- **Material supplied**
^^^^^^^^
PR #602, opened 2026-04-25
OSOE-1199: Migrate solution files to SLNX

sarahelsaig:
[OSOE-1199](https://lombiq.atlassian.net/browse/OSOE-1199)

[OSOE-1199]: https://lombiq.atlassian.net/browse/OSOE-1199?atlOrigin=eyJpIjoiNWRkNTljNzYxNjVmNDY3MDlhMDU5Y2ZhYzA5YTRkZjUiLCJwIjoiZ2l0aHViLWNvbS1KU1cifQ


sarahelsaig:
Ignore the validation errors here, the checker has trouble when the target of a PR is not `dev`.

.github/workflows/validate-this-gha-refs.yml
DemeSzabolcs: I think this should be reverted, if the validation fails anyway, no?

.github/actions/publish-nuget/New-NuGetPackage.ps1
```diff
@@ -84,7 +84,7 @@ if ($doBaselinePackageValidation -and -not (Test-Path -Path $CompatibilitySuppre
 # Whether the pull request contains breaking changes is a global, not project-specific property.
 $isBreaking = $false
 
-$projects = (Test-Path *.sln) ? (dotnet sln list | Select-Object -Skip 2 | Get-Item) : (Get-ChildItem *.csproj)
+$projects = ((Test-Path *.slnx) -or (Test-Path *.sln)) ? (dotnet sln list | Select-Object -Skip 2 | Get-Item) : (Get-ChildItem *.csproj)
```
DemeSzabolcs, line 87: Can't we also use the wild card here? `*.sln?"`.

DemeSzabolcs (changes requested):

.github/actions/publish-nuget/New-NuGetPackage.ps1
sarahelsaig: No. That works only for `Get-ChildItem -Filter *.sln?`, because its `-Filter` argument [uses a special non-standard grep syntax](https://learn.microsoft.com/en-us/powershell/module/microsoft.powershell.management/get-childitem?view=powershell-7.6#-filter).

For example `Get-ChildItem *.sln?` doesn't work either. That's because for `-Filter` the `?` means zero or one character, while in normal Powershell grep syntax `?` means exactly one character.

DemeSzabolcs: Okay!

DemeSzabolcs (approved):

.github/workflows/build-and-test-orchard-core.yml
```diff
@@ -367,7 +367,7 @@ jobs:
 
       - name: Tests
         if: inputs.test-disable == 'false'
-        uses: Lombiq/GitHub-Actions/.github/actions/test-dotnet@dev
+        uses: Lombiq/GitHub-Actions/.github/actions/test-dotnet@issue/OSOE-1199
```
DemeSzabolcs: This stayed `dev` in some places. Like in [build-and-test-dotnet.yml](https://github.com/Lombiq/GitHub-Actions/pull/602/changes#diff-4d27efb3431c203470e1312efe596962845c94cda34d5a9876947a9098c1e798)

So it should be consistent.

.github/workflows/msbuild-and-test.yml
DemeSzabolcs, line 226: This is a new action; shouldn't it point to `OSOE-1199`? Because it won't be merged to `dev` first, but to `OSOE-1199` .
^^^^^^^^
- **What the task requires**
The whole listing is to be transcribed exactly.

- **Output of the exercise**
PR #602, opened 2026-04-25
OSOE-1199: Migrate solution files to SLNX

sarahelsaig:
[OSOE-1199](https://lombiq.atlassian.net/browse/OSOE-1199)

[OSOE-1199]: https://lombiq.atlassian.net/browse/OSOE-1199?atlOrigin=eyJpIjoiNWRkNTljNzYxNjVmNDY3MDlhMDU5Y2ZhYzA5YTRkZjUiLCJwIjoiZ2l0aHViLWNvbS1KU1cifQ


sarahelsaig:
Ignore the validation errors here, the checker has trouble when the target of a PR is not `dev`.

.github/workflows/validate-this-gha-refs.yml
DemeSzabolcs: I think this should be reverted, if the validation fails anyway, no?

.github/actions/publish-nuget/New-NuGetPackage.ps1
```diff
@@ -84,7 +84,7 @@ if ($doBaselinePackageValidation -and -not (Test-Path -Path $CompatibilitySuppre
 # Whether the pull request contains breaking changes is a global, not project-specific property.
 $isBreaking = $false
 
-$projects = (Test-Path *.sln) ? (dotnet sln list | Select-Object -Skip 2 | Get-Item) : (Get-ChildItem *.csproj)
+$projects = ((Test-Path *.slnx) -or (Test-Path *.sln)) ? (dotnet sln list | Select-Object -Skip 2 | Get-Item) : (Get-ChildItem *.csproj)
```
DemeSzabolcs, line 87: Can't we also use the wild card here? `*.sln?"`.

DemeSzabolcs (changes requested):

.github/actions/publish-nuget/New-NuGetPackage.ps1
sarahelsaig: No. That works only for `Get-ChildItem -Filter *.sln?`, because its `-Filter` argument [uses a special non-standard grep syntax](https://learn.microsoft.com/en-us/powershell/module/microsoft.powershell.management/get-childitem?view=powershell-7.6#-filter).

For example `Get-ChildItem *.sln?` doesn't work either. That's because for `-Filter` the `?` means zero or one character, while in normal Powershell grep syntax `?` means exactly one character.

DemeSzabolcs: Okay!

DemeSzabolcs (approved):

.github/workflows/build-and-test-orchard-core.yml
```diff
@@ -367,7 +367,7 @@ jobs:
 
       - name: Tests
         if: inputs.test-disable == 'false'
-        uses: Lombiq/GitHub-Actions/.github/actions/test-dotnet@dev
+        uses: Lombiq/GitHub-Actions/.github/actions/test-dotnet@issue/OSOE-1199
```
DemeSzabolcs: This stayed `dev` in some places. Like in [build-and-test-dotnet.yml](https://github.com/Lombiq/GitHub-Actions/pull/602/changes#diff-4d27efb3431c203470e1312efe596962845c94cda34d5a9876947a9098c1e798)

So it should be consistent.

.github/workflows/msbuild-and-test.yml
DemeSzabolcs, line 226: This is a new action; shouldn't it point to `OSOE-1199`? Because it won't be merged to `dev` first, but to `OSOE-1199` .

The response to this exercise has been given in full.